Coleman Gibbs, 31, Derrick McKinney 25, and Tashia Phillips, 25, all of Richmond, were arrested Jan. 20 by officers of the Central Kentucky Area Drug Task Force after they received a tip that meth was being manufactured in a mobile home at 416 N. Second St. in Richmond, according to Jason Parker, the task force director.

The cases against all three defendants were on the Madison District Court docket Wednesday, but only Gibbs asked for a hearing. Attorneys for McKinney and Phillips requested their cases go directly to the grand jury.

Acting on an informant’s tip received Jan. 16 that Phillips and McKinney would “be cooking meth” at the mobile home, two detectives went to investigate, task force officer Troy Willard testified Wednesday. As they approached, they could “smell the ether” that is released when meth is being cooked, he said. The odor got stronger as they knocked on the door.

Gibbs opened the door in response to the officers’ knock, Willard said. When the door opened, they also could see Phillips and McKinney inside, he said.

After obtaining a search warrant, the officers entered the mobile home and found a “one-step lab” in the process of cooking meth, Willard said as he was questioned by County Attorney Marc Robbins.

McKinney told the officers Gibbs had brought Mason jars, pseudoephedrine pills and ammonia to the site to prepare the illegal substance, Willard said.

Reading from the search warrant affidavit, which included information from the informant, Gibbs’ public advocate attorney Meena Mohanty asked Willard why the informant had said only Phillips and McKinney had obtained the precursors they would use to manufacture the methaphetamine.

The informant had no reason to hold back knowledge that Gibbs was involved, Mohanty said. “Isn’t that right?”

The investigators also had no idea how long Gibbs had been inside the mobile home when they arrived, Willard said in response to Mohanty’s questioning.

Willard agreed to the defense attorney’s assertion that the only thing tying Mr. Gibbs to the illegal activity other than McKinney’s statement was his presence there.

Mohanty told Judge Brandy O. Brown, “We don’t know how long Mr.
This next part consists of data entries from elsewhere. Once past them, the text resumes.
PR #3955, opened 2022-03-11
Display notices when redirecting to platform checkout is in progress/fails

waclawjacek:

If clicking the "Buy now with platform checkout" button triggers an invalid response from the back-end, the customer gets redirected to `http://example.org/undefined`. The changes proposed in this PR prevent the redirection and cause displaying an error.

#### Testing instructions

1. Break the AJAX response by adding the following code above [this line](https://github.com/Automattic/woocommerce-payments/blob/8e1cd1871f8f57f766f96a20fce9778ac8e6755e/includes/class-wc-payments.php#L863):
   ```php
   wp_send_json( [ 'foo' => 'bar' ] );
   ```
1. See the redirection error after clicking the "Buy now with platform checkout" button.
1. Remove the above code.
1. See the redirection succees message after clicking the button.

#### Screenshots

Before clicking:

Markup on 2022-03-11 at 19:21:12

On error:

Markup on 2022-03-11 at 19:21:24

On success:

Markup on 2022-03-11 at 19:21:33

### DIFF
--- a/client/components/platform-checkout/index.tsx
+++ b/client/components/platform-checkout/index.tsx
@@ -4,15 +4,18 @@
 import React from 'react';
 import { useState } from '@wordpress/element';
 import { __ } from '@wordpress/i18n';
+import { Notice } from '@wordpress/components';
 import interpolateComponents from 'interpolate-components';
 
 /**
  * Internal dependencies
  */
 import { getConfig } from 'utils/checkout';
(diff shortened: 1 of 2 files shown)


waclawjacek:
Closing. With the SMS OTP modal displaying messaging about the redirection, this is no longer needed.

PR #3959, opened 2022-03-14
Fix `is_platform_payment_method` flag on blocks checkout

ricardo:
In #3762 we introduced platform payment methods in the shortcode checkout when the platform checkout is enabled.

More specifically in https://github.com/Automattic/woocommerce-payments/commit/7847fbfcb5e3efa18dd3c7d3fefbf1777943173f, I did some cleanup and removed a server-side check to see if a given payment method was created in the platform, but that ended up breaking the blocks and PRB checkout (when platform checkout is enabled) since both use the same `process_payment_for_order`, and I didn't anticipate that `$this->should_use_stripe_platform_on_checkout_page()` would be `true` for blocks.

Even though we have this check: `is_checkout() && ! has_block( 'woocommerce/checkout' )`, it will return `true` for the endpoint triggered from the blocks checkout.

Unfortunately, the requests coming from payment request button (express checkout), blocks and shortcode, are too similar to make use of any logic to differentiate between these types of checkouts, and let the server know which type of payment method is being used.

So the solution to this was to add an input field with the return from `$this->should_use_stripe_platform_on_checkout_page()`.

Additionally, this PR also fixes the "pay for order" page.

- Prevent Stripe JS from being initialized as platform on order-pay page: `is_wc_endpoint_url( 'order-pay' )`.
- Add form field `wcpay-is-platform-payment-method` to differentiate requests coming from blocks, shortcode and PRB.

#### Testing instructions

Note: This PR works with the `trunk` branch of the server.

- Re-build JS from this branch `npm start`.
- Make sure **Settings > Express checkouts > Platform checkout** is enabled.
- Notice shortcode, blocks and payment request button checkouts work.
- Notice the "pay for order" page works:
  - Go to wp-admin.
  - Go to **WooCommerce > Orders > Add order**.
  - Add an item to the order, and click "Create".
  - Click "Customer payment page →".
  - Checkout with a new card.
- Extra: Notice UPE still works.

-------------------

**Post merge**

- [x] QA Testing Not Applicable

### DIFF
--- a/changelog/fix-is-platform-payment-method-flag
+++ b/changelog/fix-is-platform-payment-method-flag
@@ -1,0 +1,4 @@
+Significance: patch
+Type: fix
+
+Fix `is_platform_payment_method` flag on blocks checkout
--- a/includes/class-wc-payment-gateway-wcpay.php
+++ b/includes/class-wc-payment-gateway-wcpay.php
@@ -818,7 +818,7 @@ class WC_Payment_Gateway_WCPay extends WC_Payment_Gateway_CC {
 				<div id="wcpay-card-element"></div>
 				<div id="wcpay-errors" role="alert"></div>
 				<input id="wcpay-payment-method" type="hidden" name="wcpay-payment-method" />
-
+				<input type="hidden" name="wcpay-is-platform-payment-method" value="<?php echo esc_attr( $this->should_use_stripe_platform_on_checkout_page() ); ?>" />
 			<?php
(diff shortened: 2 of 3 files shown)


lovo-h (approved):
Tested the following:
* Checkout through the "pay for order" page.
* Checkout through the shortcode.
* Checkout through the blocks.
* Checkout through PRB.
* Checkout through UPE (giropay).

All the tests worked as intended and the code changes look good 👍

Issue #3814, opened 2022-02-16
Ensure that webhooks do not cause duplicate actions


RadoslavGeorgiev:
### Description

Once https://github.com/Automattic/woocommerce-payments/issues/3813 is implemented, we'll be processing webhooks even more asynchronously than we normally would. This might cause issues, so we should address it on webhook-type-basis.

### Acceptance criteria

Build on top of https://github.com/Automattic/woocommerce-payments/issues/3813, go through [event types](https://github.com/Automattic/woocommerce-payments/blob/develop/includes/admin/class-wc-rest-payments-webhook-controller.php#L118-L154) one by one, enable them for webhook polling, and make sure that they don't have any side-effects.

htdat:
> Once https://github.com/Automattic/woocommerce-payments/issues/3813 is implemented, we'll be processing webhooks even more asynchronously than we normally would. This might cause issues, so we should address it on webhook-type-basis.

Removing block from ZenHub as the PR for this issue https://github.com/Automattic/woocommerce-payments/pull/3827 is `ready to merge`.

htdat:
I have two following ideas to approach this issue, @RadoslavGeorgiev @deepakpathania would love to see your thoughts. Maybe @marcinbot too. 

### Idea 1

Gibb was there.” He “could have been there only 30 seconds” before the officers arrived.

Because the informant had not previously named Gibbs as a suspect does not mean he was uninvolved in obtaining the ingredients or manufacturing process, Robbins said.
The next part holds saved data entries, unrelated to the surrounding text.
PR #5382, opened 2023-01-10
Fix ActionScheduler fatal error

reykjalin:

- Check if `WC()->session` is set before adding customer ID to the browser session when creating a customer object.

Some time between the release of WCPay 4.5.1 and 5.2.1 -- maybe because of some differences in WooCommerce versions? We're not sure why -- ActionScheduler jobs that created customers started resulting in fatal errors because the `WC()->session` object is not available in AS jobs.

Context in p1673303308974939-slack-CGGCLBN58?thread_ts=1673293381.897259&cid=CGGCLBN58

#### Testing instructions

> **Note**
> You can skip step (2) if your account on the test store already has a Stripe customer ID associated with it.

1. Make sure you're using the UPE checkout.
2. Add any amount of products to your cart and successfully complete a checkout of any amount.
3. Re-onboard WCPay to connect the store to a new WCPay account.
4. Add any amount of products to your cart and try to complete a checkout.
5. You should see a `No such customer` error:

image

6. Wait a couple seconds and then retry the payment.
7. It should now be successful.

On `develop` the payment retry will fail in step (6) and the AS job scheduled by the failed payment in step (4) will fail to run due to a fatal error that you can see in the logs.

-------------------

**Post merge**

### DIFF
--- a/changelog/fix-action-scheduler-fatal-error
+++ b/changelog/fix-action-scheduler-fatal-error
@@ -1,0 +1,4 @@
+Significance: patch
+Type: fix
+
+Prevent occasional fatal erros when creating customers via ActionScheduler jobs
--- a/changelog/fix-action-scheduler-fatal-error
+++ b/changelog/fix-action-scheduler-fatal-error
@@ -1,4 +1,4 @@
 Significance: patch
 Type: fix
 
-Prevent occasional fatal erros when creating customers via ActionScheduler jobs
+Prevent occasional fatal errors when creating customers via ActionScheduler jobs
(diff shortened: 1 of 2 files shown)


tpaksu (approved):
Yes, I know this type of exceptions since #5228. Change looks good to me. 🚢 it.

changelog/fix-action-scheduler-fatal-error
```diff
@@ -0,0 +1,4 @@
+Significance: patch
+Type: fix
+
+Prevent occasional fatal erros when creating customers via ActionScheduler jobs
```
dechov: Errors* typo

reykjalin: Thanks for catching that! Fixed in 536c1fae 🙌

dechov (approved):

Brown said enough evidence had been given to let a grand jury decide whether Gibbs was “at the wrong place at the wrong time” or “actively involved.”

The judge refused to lower bond for either Gibbs or McKinney, set for each at $15,000 cash. However, she lowered Phillips’ bond from $15,000 cash to $7,500 cash or property.
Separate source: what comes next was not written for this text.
PR #5399, opened 2023-01-12
Single separator for express checkout methods

### LINKED ISSUE #4720: Multiple UPE - Stripe Link compatibility

### LINKED ISSUE #5339: Fix multiple separators when multiple express checkout methods appear simultaneously at checkout
### Describe the bug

Shawn Noe, charged with first-degree possession of a controlled substance-methamphetamine, first offense, waived his right to a preliminary hearing Wednesday, and a grand jury will hear his case.

Prostitution case

The cases of six people arrested Jan. 25 and charged with promoting protitution after Richmond Police raided three massage parlors was continued until March 9.

Robbins said all of the defense attorneys involved could not be present for the preminary hearing previously set for Wednesday.